Determine if the improper integral converges or diverges. If it converges, find the limit.
$$\int_0^3 \frac{dx}{(x-1)^{2/3}}$$ $$=\int_0^1 \frac{1}{(x-1)^{2/3}}dx + \int_1^3 \frac{1}{(x-1)^{2/3}}dx$$ $$=\lim_{x \to 1^-} \int_0^1 \frac{1}{(x-1)^{2/3}}dx + \lim_{x\to1^+}\int_1^3 \frac{1}{(x-1)^{2/3}}dx$$
I'm confused here. Does it diverge because $\lim_{x \to 1^-} \int_0^1 \frac{1}{(x-1)^{2/3}}dx$ has an imaginary part to the left of 1?
There is a potential problem at $x=1$. So break up the integral into two parts, from $0$ to $1$ and from $1$ to $3$. If both integrals converge, your original integral converges. If either integral diverges, your integral diverges.
So let us consider $$\int_0^1 \frac{dx}{(x-1)^{2/3}}.$$ There is a matter of interpretation involved here. To some people, $u^{2/3}$ does not make sense for negative $u$. To others, it makes sense, because the denominator $3$ in the exponent is odd. To answer the question, we take the second view.
What we need to do is to let $$I(b)=\int_0^b \frac{dx}{(x-1)^{2/3}},$$ and find the limit (if it exists) of $I(b)$ as $b$ approaches $1$ from the left.
An antiderivative of $(x-1)^{-2/3}$ is $3(x-1)^{1/3}$. So $I(b)=3(b-1)^{1/3}-3(-1)^{1/3}$. As $b$ approaches $1$ from the left, this approaches $3$.
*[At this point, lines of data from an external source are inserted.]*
PR #513, opened 2020-10-14
Add python3.8 support and remove python3.5

argaen:
Aioredis python3.8 support starts at version 1.3.0 at least for the functionalities the package uses so restricting that

### DIFF
--- a/aiocache/decorators.py
+++ b/aiocache/decorators.py
@@ -338,7 +338,7 @@ class multi_cached:
 
     def get_cache_keys(self, f, args, kwargs):
         args_dict = _get_args_dict(f, args, kwargs)
-        keys = args_dict[self.keys_from_attr] or []
+        keys = args_dict.get(self.keys_from_attr, []) or []
         keys = [self.key_builder(key, f, *args, **kwargs) for key in keys]
 
         args_names = f.__code__.co_varnames[: f.__code__.co_argcount]
--- a/aiocache/serializers/serializers.py
+++ b/aiocache/serializers/serializers.py
@@ -99,6 +99,10 @@ class PickleSerializer(BaseSerializer):
 
     DEFAULT_ENCODING = None
 
+    def __init__(self, *args, protocol=pickle.DEFAULT_PROTOCOL, **kwargs):
+        super().__init__(*args, **kwargs)
+        self.protocol = protocol
+
     def dumps(self, value):
         """
         Serialize the received value using ``pickle.dumps``.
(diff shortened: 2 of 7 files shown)


aiocache/decorators.py
```diff
@@ -338,7 +338,7 @@ async def decorator(
 
     def get_cache_keys(self, f, args, kwargs):
         args_dict = _get_args_dict(f, args, kwargs)
-        keys = args_dict[self.keys_from_attr] or []
+        keys = args_dict.get(self.keys_from_attr, []) or []
```
argaen, line 341: inspect.signature changed and in new versions it parses the defaults of the function correctly

aiocache/serializers/serializers.py
```diff
@@ -99,14 +99,18 @@ class PickleSerializer(BaseSerializer):
 
     DEFAULT_ENCODING = None
 
+    def __init__(self, *args, protocol=pickle.DEFAULT_PROTOCOL, **kwargs):
+        super().__init__(*args, **kwargs)
+        self.protocol = protocol
```
argaen, line 104: Adding ability for the PickleSerializer to have a protocol passed. By default in later versions it is 4 while in previous it is 3 which results in differences when dumping content

setup.py
```diff
@@ -28,16 +28,17 @@
...
+        'Programming Language :: Python :: 3.8',
         'Framework :: AsyncIO',
     ],
     packages=find_packages(),
     install_requires=None,
     extras_require={
         'redis:python_version<"3.7"': ['aioredis>=0.3.3'],
-        'redis:python_version>="3.7"': ['aioredis>=1.0.0'],
+        'redis:python_version>="3.8"': ['aioredis>=1.3.0'],
+        'redis:python_version>="3.7" and python_version<"3.8"': ['aioredis>=1.0.0'],
```
argaen, line 41: tests for python3.8 only pass starting aioredis>=1.3.0 so restricting this in the setup file

tests/ut/test_decorators.py
```diff
@@ -414,8 +414,7 @@ def test_get_cache_keys_empty_list(self, decorator):
         assert decorator.get_cache_keys(stub_dict, (), {"keys": []}) == ([], [], -1)
 
     def test_get_cache_keys_missing_kwarg(self, decorator):
-        with pytest.raises(KeyError):
-            assert decorator.get_cache_keys(stub_dict, (), {})
+        assert decorator.get_cache_keys(stub_dict, (), {}) == ([], [], -1)
```
argaen, line 417: this is a result of the change of inspect.signature now parsing default arguments correctly as it doesn't fail anymore

Issue #479, opened 2020-02-21
Calling 'clear' on namespaced SimpleMemoryCache instance clears entire underlying cache


edaniszewski:
When calling `clear` on an instance of a `SimpleMemoryCache` with a namespace assigned, it will clear the entire underlying cache instead of using the instance namespace. An example:

```py
import aiocache
import asyncio

# Define namespace constants
NS_ONE = 'ns.one'
NS_TWO = 'ns.two'

# Define cache references
cache_one = aiocache.SimpleMemoryCache(namespace=NS_ONE)
cache_two = aiocache.SimpleMemoryCache(namespace=NS_TWO)


async def do_something():
    # Add some data to CACHE_ONE, then get it and print it out
    # to verify it is there.
    await cache_one.set('foo', 'bar')
    val = await cache_one.get('foo')
    print(f'cache_one    k=foo v={val}')
    print(f'underlying cache: {cache_one._cache}')
    print('')

    # Call `clear` on cache_two. Since the cache reference is differentiated
    # by namespace, one would expect the clear to apply to the namespace of
    # the referenced cache.
    await cache_two.clear()

    # Get the value from cache_one again. It is not there because the
    # entire cache was cleared, not just the data under the cache_two namespace.
    val = await cache_one.get('foo')
    print(f'cache_one    k=foo v={val}')
    print(f'underlying cache: {cache_one._cache}')


if __name__ == '__main__':
    loop = asyncio.get_event_loop()
    loop.run_until_complete(do_something())
```

Where the output is:
```
cache_one    k=foo v=bar
underlying cache: {'ns.onefoo': 'bar'}

cache_one    k=foo v=None
underlying cache: {}
```

Specifying the namespace explicitly for the call to `clear` behaves as expected though
```diff
- await cache_two.clear()
+ await cache_two.clear(NS_TWO)
```
leading to the output
```
cache_one    k=foo v=bar
underlying cache: {'ns.onefoo': 'bar'}

cache_one    k=foo v=bar
underlying cache: {'ns.onefoo': 'bar'}
```

I believe this is related to this bit of code:
https://github.com/argaen/aiocache/blob/f811995e0632b46a4597cc07007c26f755d2ffa3/aiocache/base.py#L417-L431

Where the namespace is only ever passed in via parameter, never checking to see if the instance's `namespace` member is set.

PR #523, opened 2020-12-01
[WIP] Issue 479 - Calling 'clear' on namespaced SimpleMemoryCache instance clears entire underlying cache

jbondia:
## What do these changes do? Are there changes in behavior for the user?

These changes ensure the cache in `SimpleMemoryCache` and `RedisCache` is not wiped when `clear` is called without parameters but a namespace exists since it was specified at creation time.

`clear` in `SimpleMemoryCache` and `RedisCache` will wipe only the keys related to the specified namespace in the param or at instantiation time -> `clear` will not wipe the whole cache when called without params (unless it was not specified at creation time).

## Related issue number

https://github.com/aio-libs/aiocache/issues/479

## Checklist


aiocache/backends/memory.py
```diff
@@ -78,9 +78,10 @@ async def _delete(self, key, _conn=None):
         return self.__delete(key)
 
     async def _clear(self, namespace=None, _conn=None):
-        if namespace:
+        ns = namespace or self.namespace
```
argaen, line 81: let's keep the name of the original variable

```
namespace = namespace or self.namespace
```

aiocache/base.py
```diff
@@ -431,6 +431,14 @@ async def clear(self, namespace=None, _conn=None):
...
 
     async def _clear(self, namespace, _conn=None):
+        """
+        Clears the cache according to each type's implementation.
+        WARNING: if no namespace is specified when `clear` is called or when the cache instance
+        is created, it will clear all the namespaces in the cache and all nodes in Redis.
+
+        :param namespace: cache namespace to clear
+        raises: :`NotImplementedError` if the cache type does not implement this method
+        """
```
argaen, line 441: please update the docstring in `clear` method instead which is what appears in the docs: https://aiocache.readthedocs.io/en/latest/caches.html#aiocache.base.BaseCache.clear

tests/ut/backends/test_memory.py
```diff
@@ -187,8 +187,8 @@ async def test_clear_no_namespace(self, memory):
         SimpleMemoryBackend._handlers = "asdad"
         SimpleMemoryBackend._cache = "asdad"
         await memory._clear()
-        SimpleMemoryBackend._handlers = {}
-        SimpleMemoryBackend._cache = {}
+        assert {} == SimpleMemoryBackend._handlers
+        assert {} == SimpleMemoryBackend._cache
```
argaen, line 191: I like to follow the make sure X is equals to Y where Y is what you expect and X is the variable, keep it this way please :)

tests/ut/backends/test_memory.py
```diff
@@ -225,3 +225,21 @@ def test_default_serializer(self):
...
+    @pytest.mark.asyncio
+    async def test_clear_cache_self_namespace(self):
+        namespace_a = "a"
+        namespace_b = "b"
+        cache_a = SimpleMemoryCache(namespace=namespace_a)
+        cache_b = SimpleMemoryCache(namespace=namespace_b)
+
+        await cache_a.set("foo", "bar")
+        val = await cache_a.get("foo")
+        assert "bar" == val
```
argaen, line 238: why do we need this assert? there are tests for the `get` already

aiocache/backends/memory.py
jbondia: Will do this on the other file too

tests/ut/backends/test_memory.py
```diff
@@ -225,3 +225,21 @@ def test_default_serializer(self):
...
+
+        await cache_b.clear()
+        for key in cache_b._cache.keys():
+            assert not key.startswith(namespace_b)
```
argaen, line 242: let's not use loops if the cache is empty this test passes. I would just go with an assert the _cache value and that's it

tests/ut/backends/test_redis.py
```diff
@@ -377,3 +377,15 @@ def test_build_key_double_dot(self, set_test_namespace, redis_cache, namespace,
 
     def test_build_key_no_namespace(self, redis_cache):
         assert redis_cache.build_key(pytest.KEY, namespace=None) == pytest.KEY
+
+    @pytest.mark.asyncio
+    async def test_clear_cache_self_namespace(self, redis_pool):
```
argaen, line 382: why do we need two pools? Also this doesn't exactly check that the clear behaves as expected

tests/ut/backends/test_memory.py
argaen: ah wow... haha good one

tests/ut/backends/test_redis.py
jbondia: Ooooh true, I misunderstood the whole thing. Will re do

tests/ut/backends/test_memory.py
jbondia: Well, `cache_b._cache` can't be empty since it uses the same memory address for `_cache`, given how the backend is implemented `_cache` is a class variable.

I was trying to proof that all `b` keys were gone and the `a` ones were kept (before all of them would have been gone).

Do you have another suggestion on how to do this without a loop?

argaen: For unit tests I would follow same approach is already used for testing the clear method
image


then in acceptance I would do something like this:

```
await cache_a.set("a", 1)
await cache_b.set("b", 2)

await cache_b.clear()

assert cache_a.exists("a")
assert not cache_b.exists("b")
```

tests/ut/backends/test_redis.py
jbondia: Pushing this change now

Dreamsorcerer:
Think this has been resolved in #562 or another PR.

PR #529, opened 2021-01-25
Security Fix for Arbitrary Code Execution - huntr.dev

huntr-helper:
https://huntr.dev/users/B3EF has fixed the Arbitrary Code Execution vulnerability 🔨. Think you could fix a vulnerability like this?

Get involved at https://huntr.dev/

Q | A
Version Affected | ALL
Bug Fix | YES
Original Pull Request | https://github.com/418sec/aiocache/pull/1
Vulnerability README | https://github.com/418sec/huntr/blob/master/bounties/pip/aiocache/1/README.md

### 📊 Metadata *
Arbitrary Code execution Fix

### ⚙️ Description *
Asyncio cache manager for redis, memcached and memory, This library aims for simplicity over specialization.
### 💻 Technical Description *
untrusted loading of data by the pickle.load function leading to Arbitrary code execution.
### 🐛 Proof of Concept (PoC) *

Screenshot from 2021-01-07 18-36-19

### 🔥 Proof of Fix (PoF) *

Screenshot from 2021-01-07 18-38-39

### 👍 User Acceptance Testing (UAT)

Library tested successfully after the fix is being applied

### DIFF
--- a/aiocache/serializers/serializers.py
+++ b/aiocache/serializers/serializers.py
@@ -1,5 +1,21 @@
 import logging
 import pickle
+import io
+import builtins
+
+class RestrictedUnpickler(pickle.Unpickler):
+
+    def find_class(self, module, name):
+        """Only allow safe classes from builtins"""
+        if module == "builtins" and name in safe_builtins:
+            return getattr(builtins, name)
+        """Forbid everything else"""
+        raise pickle.UnpicklingError("global '%s.%s' is forbidden" %
+                                     (module, name))
+
+def restricted_loads(s):
+    """Helper function analogous to pickle.loads()"""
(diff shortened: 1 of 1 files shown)


Dreamsorcerer:
The "fix" looks like it would break even the demo in the README. The library seems to be designed to allow arbitrary objects and limiting it here does not make much sense to me.

I don't see any actual vulnerability either. The example only runs arbitrary code because the developer has created a class with a `__reduce__()` method which runs arbitrary code. I can't think of any real situation where this would actually allow arbitrary code to be executed.
    The library's purpose is also used for caching objects in the code, so it's not like we are loading untrusted serialised data. We are always unpickling something that was previously pickled in the user's code.

PR #533, opened 2021-03-11
Add parameter with dynamic_ttl_coroutine

mdczaplicki:
## What do these changes do?
Allows to use a coroutine to get a ttl.

No, only new functionality

## Related issue number
None

## Checklist


mdczaplicki:
I can update docs, but what do you think about it?

Dreamsorcerer:
Sorry for the delay. I'm not sure what the use case is for this (especially as you don't even pass any parameters to the function)?

If we did want this, I'd also reuse the `ttl` parameter with a `callable()` check or similar, given that you can't use `ttl` at the same time as this.

Dreamsorcerer:
I'm going to close this as it's not clear what the benefit is. Can be reopened if you want to explain the use cases.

Do a similar calculation for the interval from $1$ to $3$.
Remark: In the reals, a standard definition of $a^b$ is $a^b=\exp(b\ln a)$. Under that definition, $a^b$ does not exist if $a$ is negative.
However, this conflicts with the usual lower level understanding that, for example, $(-8)^{1/3}=-2$, since $(-2)^3=-8$.
When $q$ is an odd integer, we can define $a^{1/q}$ as the real number whose $q$-th power is $a$. This makes sense, there is a unique such number. And then for any integer $p$, we can define $a^{p/q}$ as the $p$-th power of $a^{1/q}$. This works well for negative $a$.
We cannot make a similar definition of $a^{p/q}$ when $a$ is negative and $q$ is even.